Dataset entries »
----------
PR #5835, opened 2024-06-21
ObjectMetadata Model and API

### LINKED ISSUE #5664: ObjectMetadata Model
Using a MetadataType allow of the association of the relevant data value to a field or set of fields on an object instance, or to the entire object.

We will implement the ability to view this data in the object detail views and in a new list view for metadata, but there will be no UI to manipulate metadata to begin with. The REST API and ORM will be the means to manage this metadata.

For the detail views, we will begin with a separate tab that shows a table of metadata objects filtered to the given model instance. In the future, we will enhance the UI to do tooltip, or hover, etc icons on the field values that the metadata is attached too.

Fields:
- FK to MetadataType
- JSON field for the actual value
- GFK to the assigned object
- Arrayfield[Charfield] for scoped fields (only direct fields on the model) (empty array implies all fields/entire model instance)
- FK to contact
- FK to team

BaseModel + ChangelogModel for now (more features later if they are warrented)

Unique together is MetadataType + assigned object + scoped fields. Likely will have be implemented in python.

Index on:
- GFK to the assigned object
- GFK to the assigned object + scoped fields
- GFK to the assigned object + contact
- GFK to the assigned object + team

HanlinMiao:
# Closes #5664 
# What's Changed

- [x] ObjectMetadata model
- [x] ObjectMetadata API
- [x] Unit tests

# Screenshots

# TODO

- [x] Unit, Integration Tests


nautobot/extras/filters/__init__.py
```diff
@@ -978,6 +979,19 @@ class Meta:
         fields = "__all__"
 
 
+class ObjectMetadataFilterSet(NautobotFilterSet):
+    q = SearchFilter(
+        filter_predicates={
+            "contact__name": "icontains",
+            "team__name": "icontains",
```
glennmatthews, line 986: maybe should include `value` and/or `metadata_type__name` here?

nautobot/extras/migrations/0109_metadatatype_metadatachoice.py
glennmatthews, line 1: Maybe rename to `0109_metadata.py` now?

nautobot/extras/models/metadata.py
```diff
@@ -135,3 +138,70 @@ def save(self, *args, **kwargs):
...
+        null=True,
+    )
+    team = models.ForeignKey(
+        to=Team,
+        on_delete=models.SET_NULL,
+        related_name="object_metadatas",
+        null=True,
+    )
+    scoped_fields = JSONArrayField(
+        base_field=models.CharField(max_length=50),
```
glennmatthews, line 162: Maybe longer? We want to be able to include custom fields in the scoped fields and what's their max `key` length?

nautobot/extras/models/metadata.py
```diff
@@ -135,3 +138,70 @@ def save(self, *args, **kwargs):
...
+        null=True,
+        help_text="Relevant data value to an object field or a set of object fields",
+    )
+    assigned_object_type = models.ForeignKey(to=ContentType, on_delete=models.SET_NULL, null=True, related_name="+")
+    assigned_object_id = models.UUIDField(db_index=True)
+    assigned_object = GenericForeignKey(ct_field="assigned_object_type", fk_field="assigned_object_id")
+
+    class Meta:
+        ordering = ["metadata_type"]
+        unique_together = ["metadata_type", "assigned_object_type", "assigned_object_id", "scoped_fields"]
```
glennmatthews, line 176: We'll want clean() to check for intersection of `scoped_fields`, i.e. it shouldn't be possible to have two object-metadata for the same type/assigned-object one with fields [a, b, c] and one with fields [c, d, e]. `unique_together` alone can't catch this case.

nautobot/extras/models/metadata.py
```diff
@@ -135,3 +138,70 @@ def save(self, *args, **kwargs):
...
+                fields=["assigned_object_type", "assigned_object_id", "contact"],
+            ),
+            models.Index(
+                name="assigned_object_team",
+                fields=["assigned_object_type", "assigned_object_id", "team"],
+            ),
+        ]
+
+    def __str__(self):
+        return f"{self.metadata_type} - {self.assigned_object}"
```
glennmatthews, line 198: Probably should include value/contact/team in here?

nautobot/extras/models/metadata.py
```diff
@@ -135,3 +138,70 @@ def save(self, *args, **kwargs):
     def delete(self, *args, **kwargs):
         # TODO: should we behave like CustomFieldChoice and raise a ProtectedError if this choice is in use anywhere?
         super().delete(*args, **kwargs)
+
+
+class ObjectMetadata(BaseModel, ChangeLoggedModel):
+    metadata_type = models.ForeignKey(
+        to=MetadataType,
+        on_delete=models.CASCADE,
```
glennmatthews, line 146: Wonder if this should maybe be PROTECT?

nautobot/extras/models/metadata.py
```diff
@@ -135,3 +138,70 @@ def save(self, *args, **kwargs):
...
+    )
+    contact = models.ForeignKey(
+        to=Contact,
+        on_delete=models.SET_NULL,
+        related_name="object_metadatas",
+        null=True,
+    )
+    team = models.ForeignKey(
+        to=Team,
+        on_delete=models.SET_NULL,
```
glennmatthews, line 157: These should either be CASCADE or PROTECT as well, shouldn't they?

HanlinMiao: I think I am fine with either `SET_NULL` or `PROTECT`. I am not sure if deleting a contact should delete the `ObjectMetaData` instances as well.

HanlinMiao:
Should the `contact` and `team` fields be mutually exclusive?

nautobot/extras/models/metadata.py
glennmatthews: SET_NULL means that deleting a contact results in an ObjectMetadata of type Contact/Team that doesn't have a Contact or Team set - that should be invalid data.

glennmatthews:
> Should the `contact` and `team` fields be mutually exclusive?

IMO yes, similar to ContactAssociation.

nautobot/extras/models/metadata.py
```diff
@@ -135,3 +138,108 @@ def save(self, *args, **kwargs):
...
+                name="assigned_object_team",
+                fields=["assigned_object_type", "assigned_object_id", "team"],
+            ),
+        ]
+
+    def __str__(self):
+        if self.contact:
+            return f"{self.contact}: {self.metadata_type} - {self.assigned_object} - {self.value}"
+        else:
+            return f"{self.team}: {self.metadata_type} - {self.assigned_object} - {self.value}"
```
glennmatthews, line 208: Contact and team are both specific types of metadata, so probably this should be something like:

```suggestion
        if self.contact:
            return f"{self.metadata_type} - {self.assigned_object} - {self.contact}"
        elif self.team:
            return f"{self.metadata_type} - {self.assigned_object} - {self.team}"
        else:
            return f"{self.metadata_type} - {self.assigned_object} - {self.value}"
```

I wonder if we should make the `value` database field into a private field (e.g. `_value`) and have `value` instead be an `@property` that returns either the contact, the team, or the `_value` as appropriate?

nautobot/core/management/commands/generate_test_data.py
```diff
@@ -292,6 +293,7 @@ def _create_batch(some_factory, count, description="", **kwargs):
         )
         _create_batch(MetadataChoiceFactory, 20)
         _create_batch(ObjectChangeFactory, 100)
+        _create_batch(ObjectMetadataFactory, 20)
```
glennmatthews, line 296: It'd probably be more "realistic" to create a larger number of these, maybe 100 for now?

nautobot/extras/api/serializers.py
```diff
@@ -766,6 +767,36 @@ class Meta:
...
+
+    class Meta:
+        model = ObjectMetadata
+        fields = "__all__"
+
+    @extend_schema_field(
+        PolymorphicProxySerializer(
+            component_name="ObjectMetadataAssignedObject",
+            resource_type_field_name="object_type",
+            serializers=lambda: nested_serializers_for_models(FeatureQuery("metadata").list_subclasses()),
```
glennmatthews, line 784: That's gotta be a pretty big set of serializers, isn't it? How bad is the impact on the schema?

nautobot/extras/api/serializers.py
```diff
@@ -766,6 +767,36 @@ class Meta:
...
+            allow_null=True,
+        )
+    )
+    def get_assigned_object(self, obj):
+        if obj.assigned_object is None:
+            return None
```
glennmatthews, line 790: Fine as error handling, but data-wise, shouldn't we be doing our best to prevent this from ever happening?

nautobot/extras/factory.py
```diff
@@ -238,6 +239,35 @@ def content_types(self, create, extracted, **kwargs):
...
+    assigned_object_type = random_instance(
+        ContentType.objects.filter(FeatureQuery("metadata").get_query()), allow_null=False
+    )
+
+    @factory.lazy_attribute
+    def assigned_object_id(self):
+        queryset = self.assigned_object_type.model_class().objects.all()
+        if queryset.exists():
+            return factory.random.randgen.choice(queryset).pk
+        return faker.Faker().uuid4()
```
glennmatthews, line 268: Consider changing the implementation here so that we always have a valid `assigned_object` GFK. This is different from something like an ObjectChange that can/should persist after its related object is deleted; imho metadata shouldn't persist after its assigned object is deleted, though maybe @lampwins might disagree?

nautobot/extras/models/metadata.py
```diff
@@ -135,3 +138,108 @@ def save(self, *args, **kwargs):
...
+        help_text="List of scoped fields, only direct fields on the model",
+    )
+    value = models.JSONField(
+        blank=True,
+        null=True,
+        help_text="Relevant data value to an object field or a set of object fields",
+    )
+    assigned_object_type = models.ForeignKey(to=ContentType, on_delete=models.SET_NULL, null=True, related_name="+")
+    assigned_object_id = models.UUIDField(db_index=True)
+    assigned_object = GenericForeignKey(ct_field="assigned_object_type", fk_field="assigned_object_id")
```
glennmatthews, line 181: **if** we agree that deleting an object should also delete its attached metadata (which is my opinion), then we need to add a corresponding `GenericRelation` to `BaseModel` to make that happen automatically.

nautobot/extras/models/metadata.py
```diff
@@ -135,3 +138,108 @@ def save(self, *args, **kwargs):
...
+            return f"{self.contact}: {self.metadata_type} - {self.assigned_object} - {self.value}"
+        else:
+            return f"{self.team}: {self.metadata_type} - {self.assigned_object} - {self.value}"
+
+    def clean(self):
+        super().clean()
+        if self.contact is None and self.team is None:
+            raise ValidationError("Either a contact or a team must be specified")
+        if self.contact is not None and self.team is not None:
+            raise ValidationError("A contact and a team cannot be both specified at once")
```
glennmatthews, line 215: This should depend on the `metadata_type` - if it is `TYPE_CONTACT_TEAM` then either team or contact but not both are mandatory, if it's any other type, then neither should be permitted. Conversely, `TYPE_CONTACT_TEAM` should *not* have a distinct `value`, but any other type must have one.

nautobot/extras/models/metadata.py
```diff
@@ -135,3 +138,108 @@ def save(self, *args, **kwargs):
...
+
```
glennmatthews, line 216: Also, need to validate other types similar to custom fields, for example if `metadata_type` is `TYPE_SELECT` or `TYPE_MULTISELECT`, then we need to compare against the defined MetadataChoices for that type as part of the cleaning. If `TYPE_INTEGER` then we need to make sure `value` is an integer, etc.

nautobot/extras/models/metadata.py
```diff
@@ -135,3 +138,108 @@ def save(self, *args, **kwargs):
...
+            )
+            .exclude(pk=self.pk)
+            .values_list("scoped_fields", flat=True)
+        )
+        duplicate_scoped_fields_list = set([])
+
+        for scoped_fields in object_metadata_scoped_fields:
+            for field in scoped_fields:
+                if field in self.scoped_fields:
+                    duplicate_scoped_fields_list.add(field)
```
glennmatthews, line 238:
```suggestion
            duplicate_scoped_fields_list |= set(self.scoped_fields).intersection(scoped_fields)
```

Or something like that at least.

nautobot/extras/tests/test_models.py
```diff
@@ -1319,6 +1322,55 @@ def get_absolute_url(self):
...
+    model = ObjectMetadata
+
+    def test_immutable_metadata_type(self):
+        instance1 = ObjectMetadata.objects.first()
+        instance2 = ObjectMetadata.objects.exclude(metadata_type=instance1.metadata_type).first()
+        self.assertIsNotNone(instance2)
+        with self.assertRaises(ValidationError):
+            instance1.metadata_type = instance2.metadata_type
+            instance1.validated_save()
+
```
----------
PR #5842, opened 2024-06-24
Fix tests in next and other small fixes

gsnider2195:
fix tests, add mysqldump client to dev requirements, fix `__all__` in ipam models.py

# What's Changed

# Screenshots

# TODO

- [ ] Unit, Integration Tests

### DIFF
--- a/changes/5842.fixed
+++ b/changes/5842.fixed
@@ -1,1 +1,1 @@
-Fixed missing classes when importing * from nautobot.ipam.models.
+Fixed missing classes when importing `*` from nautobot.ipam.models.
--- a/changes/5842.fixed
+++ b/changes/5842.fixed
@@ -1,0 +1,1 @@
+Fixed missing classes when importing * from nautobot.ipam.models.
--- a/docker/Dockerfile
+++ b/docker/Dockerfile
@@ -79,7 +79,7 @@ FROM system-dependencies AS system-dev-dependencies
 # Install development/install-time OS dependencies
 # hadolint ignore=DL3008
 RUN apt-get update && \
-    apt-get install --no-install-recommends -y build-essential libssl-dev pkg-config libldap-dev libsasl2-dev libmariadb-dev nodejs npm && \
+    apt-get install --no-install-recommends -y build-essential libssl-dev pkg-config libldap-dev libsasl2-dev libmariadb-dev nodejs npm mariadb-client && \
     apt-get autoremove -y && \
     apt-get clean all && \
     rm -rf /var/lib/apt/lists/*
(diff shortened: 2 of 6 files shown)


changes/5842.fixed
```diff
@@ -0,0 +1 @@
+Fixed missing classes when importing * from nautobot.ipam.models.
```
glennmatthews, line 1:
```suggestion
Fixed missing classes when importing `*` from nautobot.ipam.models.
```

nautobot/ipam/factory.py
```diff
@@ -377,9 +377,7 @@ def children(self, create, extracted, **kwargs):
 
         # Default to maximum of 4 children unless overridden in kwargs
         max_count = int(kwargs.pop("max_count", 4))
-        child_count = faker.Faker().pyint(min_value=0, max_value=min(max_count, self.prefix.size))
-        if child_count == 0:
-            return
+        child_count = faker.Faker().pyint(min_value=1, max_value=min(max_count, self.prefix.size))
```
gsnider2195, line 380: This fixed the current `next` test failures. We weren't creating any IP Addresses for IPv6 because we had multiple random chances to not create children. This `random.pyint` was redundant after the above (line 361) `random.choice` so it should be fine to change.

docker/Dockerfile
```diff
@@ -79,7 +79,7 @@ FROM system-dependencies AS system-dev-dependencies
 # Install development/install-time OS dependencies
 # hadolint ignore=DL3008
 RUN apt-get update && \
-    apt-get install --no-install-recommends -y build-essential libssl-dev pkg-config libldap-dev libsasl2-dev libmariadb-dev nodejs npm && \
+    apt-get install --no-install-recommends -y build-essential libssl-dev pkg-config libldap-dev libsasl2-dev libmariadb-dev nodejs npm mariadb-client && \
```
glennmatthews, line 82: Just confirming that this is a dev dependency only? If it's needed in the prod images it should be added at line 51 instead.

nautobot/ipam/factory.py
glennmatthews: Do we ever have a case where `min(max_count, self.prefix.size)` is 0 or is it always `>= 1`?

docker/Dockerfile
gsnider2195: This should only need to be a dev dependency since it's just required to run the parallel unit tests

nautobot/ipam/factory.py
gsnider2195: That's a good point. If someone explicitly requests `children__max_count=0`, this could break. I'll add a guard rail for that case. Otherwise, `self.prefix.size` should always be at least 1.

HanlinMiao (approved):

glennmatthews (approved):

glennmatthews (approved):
----------
Work order » Which of the lines above contain "something"? Return them all.

Output below »
glennmatthews, line 208: Contact and team are both specific types of metadata, so probably this should be something like:
glennmatthews, line 268: Consider changing the implementation here so that we always have a valid `assigned_object` GFK. This is different from something like an ObjectChange that can/should persist after its related object is deleted; imho metadata shouldn't persist after its assigned object is deleted, though maybe @lampwins might disagree?
Or something like that at least.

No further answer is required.